** Available data follows **

PR #26696, opened 2026-03-06
pref: Give user the ability to specify the default c compiler to use

programmingkidx:
Currently v picks the default compiler to use. For Mac OS it uses /usr/bin/cc. This compiler might be good. Then again it could be old and not meeting v's requirements. The user might also want to compare performance differences between different c compilers. To be able to do this the user needs to be able to specify the default c compiler used by v. This pull request gives the user to do this by setting the use_c_compiler flag to the name of the desired compiler. Then add that flag to the VFLAGS variable.

Here is an example of how to build v using this flag: 
VFLAGS="-d use_c_compiler=clang-mp-3.8" make

### DIFF
--- a/vlib/v/pref/default.v
+++ b/vlib/v/pref/default.v
@@ -284,7 +284,7 @@ pub fn default_tcc_compiler() string {
 pub fn (mut p Preferences) default_c_compiler() {
 	// TODO: fix $if after 'string'
 	$if windows {
-		p.ccompiler = 'gcc'
+		p.ccompiler = $d('use_c_compiler', 'gcc')
 		return
 	}
 	if p.os == .ios {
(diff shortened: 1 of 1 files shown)


JalonSolov:
Rather than modify V itself, (since the `-cc` option works fine), why not modify the GNUMakefile so you can just do `make -clang-mp-3.8` or perhaps better, `make -cc clang-mp-3.8` instead of having to modify VFLAGS?

programmingkidx:
Well on Mac OS 10.4 V uses /usr/bin/cc when using the REPL. This is a link to gcc-4.0. This compiler is pretty old and does not implement the C11 standard that v requires. So without these changes running ./v would always display an error message. Having v use a newer compiler makes the REPL work on Mac OS 10.4.

programmingkidx:
Would also like to note that trying to use the REPL like this still produces an error: ./v -cc clang-mp-3.8

JalonSolov:

JalonSolov:
You should also be able to do
```
VFLAGS="-cc clang-mp-3.8" make
```
without modifying V.  And if you want the REPL to use the same, you can either do
```
VFLAGS="-cc clang-mp-3.8" v
```
or
```
export VFLAGS="-cc clang-mp-3.8"
```
if you don't care about it always being slower than it would be with tcc.

programmingkidx:
Trying 'VFLAGS="-cc clang-mp-3.8" ./v' did work. But there is the convenience factor to consider. The user only has to specify the compiler once if using the way this pull request implements. Doing it the way you mention is not very well known or documented yet.

medvednikov:
We have a one way policy.

VFLAGS works and is documented in docs.md:

image

This new way would have to be documented too, and we'd have 2 ways to do the same thing.

PR #26705, opened 2026-03-08
sokol: fix `v run examples/2048/` on macos (regressed after 5d6de17)

spytheman:


tankf33der:
I confirm that the patch helps, now works.

Issue #26683, opened 2026-03-04
[crypto] Add ML-DSA algorithm


Avey777:
### Describe the feature

The ML-DSA algorithm is more secure in the quantum age, and using this algorithm in JWT can greatly reduce the risk of being cracked

https://www.nist.gov/publications/module-lattice-based-digital-signature-standard

### Use Case

https://github.com/golang/go/tree/master/src/crypto/internal/fips140/mldsa

### Acknowledgements

- [ ] I may be able to implement this feature request
- [ ] This feature might incur a breaking change

### Version used

V 0.5.0 0b465b4

### Environment details (OS name and version, etc.)

|V full version      |V 0.5.0 9a9f3a515d6ef49d3eba07d92996341bba2db9f8.0b465b4
|:-------------------|:-------------------
|OS                  |linux, Deepin 25
|Processor           |6 cpus, 64bit, little endian, Intel(R) Core(TM) i5-8500B CPU @ 3.00GHz
|Memory              |0.24GB/7.6GB
|                    |
|V executable        |/home/Jengro/opt/v/v
|V last modified time|2026-03-02 08:47:03
|                    |
|V home dir          |OK, value: /home/Jengro/opt/v
|VMODULES            |OK, value: /home/Jengro/.vmodules
|VTMP                |OK, value: /tmp/v_1000
|Current working dir |OK, value: /home/Jengro
|                    |
|Git version         |git version 2.51.0
|V git status        |weekly.2026.06-176-g0b465b47
|.git/config present |true
|                    |
|cc version          |cc (Deepin 12.3.0-17deepin15) 12.3.0
|gcc version         |gcc (Deepin 12.3.0-17deepin15) 12.3.0
|clang version       |Deepin clang version 17.0.6 (5deepin6)
|tcc version         |tcc version 0.9.28rc 2025-02-13 HEAD@f8bd136d (x86_64 Linux)
|tcc git status      |thirdparty-linux-amd64 696c1d84
|emcc version        |N/A
|glibc version       |ldd (Debian GLIBC 2.38-6deepin17) 2.38

> [!NOTE]
> You can use the 👍 reaction to increase the issue's priority for developers.
>
> Please note that only the 👍 reaction to the issue itself counts as a vote.
> Other reactions and those to comments will not be taken into account.

blackshirt:
[...]

PR #26708, opened 2026-03-09
x.crypto.mldsa: add ML-DSA signature algorithm

cestef:
This adds the ML-DSA signature algorithm, as per [FIPS 204](https://nvlpubs.nist.gov/nistpubs/fips/nist.fips.204.pdf). The code added was ported from [golang's own implementation](https://github.com/golang/go/tree/master/src/crypto/internal/fips140/mldsa) of the algorithm, thus why I added their BSD license to the code.

_They are also in the process of discussing whether to add this impl to the public go `crypto` API: https://github.com/golang/go/issues/77626_

ML-DSA is NIST's postquantum digital signature standard, which is believed to be resistant against quantum computers. It leverages the [shortest vector problem](https://en.wikipedia.org/wiki/Lattice_problem#Shortest_vector_problem_(SVP)) as the one-way function, more specifically the [short integer problem](https://en.wikipedia.org/wiki/Short_integer_solution_problem).

We implement the three parameters sets: `ML-DSA-44`, `ML-DSA-65` and `ML-DSA-87` (specified in FIPS 204, sec. 4).

Even though optional, Pre-Hash ML-DSA is also implemented in `prehash.v` (we basically sign the hash of the message instead of the message itself), and is disabled by default (configurable on `.sign(...)` via `prehash: <hash-alg>`).

The code lives at `vlib/x/crypto/mldsa`, and [XOF](https://en.wikipedia.org/wiki/Extendable-output_function) was added to the `vlib/crypto/sha3` module in `xof.v`. I can split this into a separate PR if you think this is too much.

```v
import crypto.sha3

// one-shot (existing)
digest := sha3.shake256(message, 32)

// streaming (new)
mut xof := sha3.new_shake256()
xof.write(rho)        
xof.write([u8(row)])   
xof.write([u8(col)])   
coefs := xof.read(256) // squeeze out 256 bytes

// we can read again from the same state
more := xof.read(64)

// reset and reuse
xof.reset()
xof.write(seed)
hash := xof.read(64)
```

XOF was needed because ML-DSA makes extensive use of it: we already exposed `sha3.shakeXXX()` oneshot functions, but here we need to stream input in multiple writes before reading output. See [FIPS 202](https://nvlpubs.nist.gov/nistpubs/fips/nist.fips.202.pdf) if you're curious about it, I also have a short post with visual explainations of XOFs: https://blog.cstef.dev/posts/sponge

Code is mainly tested by using [NIST's ACVP test vectors](https://pages.nist.gov/ACVP/draft-celi-acvp-ml-dsa.html) (615 total):

- [ML-DSA-keyGen-FIPS204](https://github.com/usnistgov/ACVP-Server/tree/master/gen-val/json-files/ML-DSA-keyGen-FIPS204): `nist_keygen_test.v` (75 vecs)
- [ML-DSA-sigVer-FIPS204](https://github.com/usnistgov/ACVP-Server/tree/master/gen-val/json-files/ML-DSA-sigVer-FIPS204): `nist_sigver_test.v` (180 vecs)
- [ML-DSA-sigGen-FIPS204](https://github.com/usnistgov/ACVP-Server/tree/master/gen-val/json-files/ML-DSA-sigGen-FIPS204): `nist_siggen_test.v` (360 vecs)

## Example
```v
import x.crypto.mldsa

fn main() {
        // generate a new ML-DSA-65 key pair
        sk := mldsa.PrivateKey.generate(.ml_dsa_65)!
        pk := sk.public_key()

        // sign a message (with an optional context string)
        msg := 'Hello ML-DSA'.bytes()
        sig := sk.sign(msg, context: 'not-a-drill')!

        // verify the signature with the same context
        verified := pk.verify(msg, sig, context: 'not-a-drill')!
        assert verified // true

        // deterministic signing is also available
        sig2 := sk.sign(msg, context: 'not-a-drill', deterministic: true)!
        verified2 := pk.verify(msg, sig2, context: 'not-a-drill')!
        assert verified2 // true
}
```

<details>
  <summary>Benchmarks (Intel Core Ultra 5 135U)</summary>
<p></p>

`mldsa_bench_test.v` vs `BenchmarkMLDSA` @ [`crypto/internal/fips140test`](https://github.com/golang/go/tree/b7d1c5887561ee5502b6c04baaa27ead13b63971/src/crypto/internal/fips140test)

  | Operation | Param | Go | V | V/Go |
  |-----------|-------|----|---|---------|
  | **KeyGen** | ML-DSA-44 | 165 µs | 120 µs | **1.38** |
  | | ML-DSA-65 | 250 µs | 194 µs | **1.29** |
  | | ML-DSA-87 | 328 µs | 316 µs | **1.04** |
  | **Sign** | ML-DSA-44 | 275 µs | 261 µs | **1.06** |
  | | ML-DSA-65 | 453 µs | 434 µs | **1.04** |
  | | ML-DSA-87 | 498 µs | 469 µs | **1.06** |
  | **Verify** | ML-DSA-44 | 127 µs | 35 µs | **3.66** |
  | | ML-DSA-65 | 186 µs | 47 µs | **3.94** |
  | | ML-DSA-87 | 273 µs | 67 µs | **4.10** |

  </details>

Closes https://github.com/vlang/v/issues/26683

### DIFF
--- a/vlib/crypto/sha3/xof.v
+++ b/vlib/crypto/sha3/xof.v
@@ -16,18 +16,22 @@ mut:
 	squeeze_buf  []u8
 }
 
+// new_shake128 returns a new Shake instance for SHAKE-128 extended output function.
 pub fn new_shake128() &Shake {
 	return &Shake{
 		rate: xof_rate_128
 	}
 }
 
+// new_shake256 returns a new Shake instance for SHAKE-256 extended output function.
 pub fn new_shake256() &Shake {
 	return &Shake{
 		rate: xof_rate_256
 	}
 }
 
+// write absorbs more data into the sponge state.
+// Panics if called after `read`.
 @[direct_array_access]
 pub fn (mut s Shake) write(data []u8) {
 	if s.finalized {
@@ -94,6 +98,8 @@ fn (mut s Shake) finalize() {
 	s.input_buffer = []u8{}
 }
 
+// read squeezes `out_len` bytes from the sponge state.
+// Finalizes the sponge on first call; further calls to `write` will panic.
 @[direct_array_access]
 pub fn (mut s Shake) read(out_len int) []u8 {
 	if !s.finalized {
@@ -119,6 +125,7 @@ pub fn (mut s Shake) read(out_len int) []u8 {
 	return result
 }
 
+// reset clears the sponge state, allowing the Shake instance to be reused.
 pub fn (mut s Shake) reset() {
 	s.s = State{}
 	s.input_buffer = []u8{}


tankf33der:
Too slow tests, they must be faster, move another to https://github.com/vlang/slower_tests

tankf33der:
do `fmt -w .`

cestef:
> Too slow tests, they must be faster, move another to https://github.com/vlang/slower_tests

Are you talking about the bench test ? or all of the tests ?

tankf33der:
> > Too slow tests, they must be faster, move another to https://github.com/vlang/slower_tests
> 
> Are you talking about the bench test ? or all of the tests ?

@cestef 
How I would do it — set aside all test vectors for now, create minimal vectors against the golang implementation, but with full (widest) coverage (!), which should run in no more than one second, and then after the merge, if it happens, add the official vectors to the `slower_tests` repo.

tankf33der:
@blackshirt make some noise. Thank you.

cestef:
> > > Too slow tests, they must be faster, move another to https://github.com/vlang/slower_tests
> > 
> > 
> > Are you talking about the bench test ? or all of the tests ?
> 
> @cestef How I would do it — set aside all test vectors for now, create minimal vectors against the golang implementation, but with full (widest) coverage (!), which should run in no more than one second, and then after the merge, if it happens, add the official vectors to the `slower_tests` repo.

@tankf33der 
so that would imply writing a small go helper to generate those vectors ?

tankf33der:
@cestef 
Make sure this works too and all tests pass before pushing. I returned your tests temporarily and see a bunch of errors, deal with that too.
```
v -cc gcc -cflags -fsanitize=address,undefined test vlib/x/crypto/mldsa/
```

tankf33der:
> > > > Too slow tests, they must be faster, move another to https://github.com/vlang/slower_tests
> > > 
> > > 
> > > Are you talking about the bench test ? or all of the tests ?
> > 
> > 
> > @cestef How I would do it — set aside all test vectors for now, create minimal vectors against the golang implementation, but with full (widest) coverage (!), which should run in no more than one second, and then after the merge, if it happens, add the official vectors to the `slower_tests` repo.
> 
> @tankf33der so that would imply writing a small go helper to generate those vectors ?

@cestef 
If you are capable and smart enough to port an algorithm from Golang, then you have enough brains to make your own test vectors in Golang. Ready to discuss the details privately on Discord if needed.

cestef:
> @cestef Make sure this works too and all tests pass before pushing. I returned your tests temporarily and see a bunch of errors, deal with that too.
> 
> ```
> v -cc gcc -cflags -fsanitize=address,undefined test vlib/x/crypto/mldsa/
> ```

tests run fine without Asan or UBsan. the errors I am getting look more like Boehm GC compatibility issues. see the [bdwgc mailing list](https://bdwgc.opendylan.narkive.com/zptxsigk/gc-address-sanitizer-reports-stack-underflow), https://github.com/ivmai/bdwgc/issues/442 and https://github.com/ivmai/bdwgc/issues/321

Disabling the GC and skipping leaks in Asan runs fine as well:
```bash
ASAN_OPTIONS=detect_leaks=0 v -gc none -cc gcc -cflags -fsanitize=address,undefined test vlib/x/crypto/mldsa/
```

JalonSolov:
Since gc is default, this will need to work with gc on as well.

cestef:
UBsan alone runs fine as well:

```bash
v -cc gcc -cflags '-fsanitize=undefined' test vlib/x/crypto/mldsa
```

cestef:
@tankf33der @JalonSolov

FYI, x/crypto/chacha20, crypto/ed25519, and x/crypto/poly1305 all fail `-fsanitize` with similar errors:
```bash
v -cc gcc -cflags '-fsanitize=address,undefined' test vlib/x/crypto/chacha20/xchacha_test.v vlib/x/crypto/poly1305/poly1305_test.v vlib/crypto/ed25519/internal/edwards25519/point_test.v vlib/crypto/ed25519/internal/edwards25519/element_test.v
```
imo this is because of asan + boehm gc incompatibility

cestef:
I also tried recompiling `thirdparty/libgc/gc.c` with `-fsanitize=address` (so that the `GC_ATTR_NO_SANITIZE_ADDR` annotations are active), but the crashes persist, moving from scan to alloc.

cestef:
https://github.com/bdwgc/bdwgc/issues/789 mentions setting `detect_stack_use_after_return` to false, which seems to work here:

```
ASAN_OPTIONS="detect_stack_use_after_return=0" ./v -cc gcc -cflags '-fsanitize=address,undefined' test vlib/x/crypto/mldsa/
```

JalonSolov:
Which is fine, but the average user of this lib routine will have to know to add that option... better to find another way.

cestef:
@JalonSolov found the proper fix for this. V's bundled bdwgc predates https://github.com/ivmai/bdwgc/commit/5bc30920d which adds `detect_stack_use_after_return=0` to `__asan_default_options()`, the upstream workaround for https://github.com/bdwgc/bdwgc/issues/789.

fix would be to re-amalgamate `thirdparty/libgc/gc.c` from current bdwgc master and have V compile gc.c from source (`-d use_bundled_libgc` maybe?) when `-fsanitize=address` is in `cflags` (since `__asan_default_options` is only compiled when `__SANITIZE_ADDRESS__` is defined). I can open a separate PR for this if needed

PS: this also solves the problem for other failing modules (i.e. chacha20, ed25519, and poly1305)

tankf33der:
@JalonSolov @cestef 

If you read issue 789 more carefully, you'll find a mention of `tankf33der` who proposed this as a workaround. :) I managed to dig into what happens with libgc+ASAN and that's why this is currently the only solution to the problem.

`ASAN_OPTIONS=detect_stack_use_after_return=0`

cestef:
sorry about the force-pushes, forgot to update my global gitignore :sweat_smile:

JalonSolov:
🤷🏼‍♂️ - what can I say... I've only started on this PR merging journey, so I probably missed quite a bit in the past.

I have no problem with the idea of updating V's gc code, if someone wanted to make a PR for it.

** End of Available data **

Problem statement:
Sift the data above for lines with "Intel", then copy each one.

Reply:
|Processor           |6 cpus, 64bit, little endian, Intel(R) Core(TM) i5-8500B CPU @ 3.00GHz
  <summary>Benchmarks (Intel Core Ultra 5 135U)</summary>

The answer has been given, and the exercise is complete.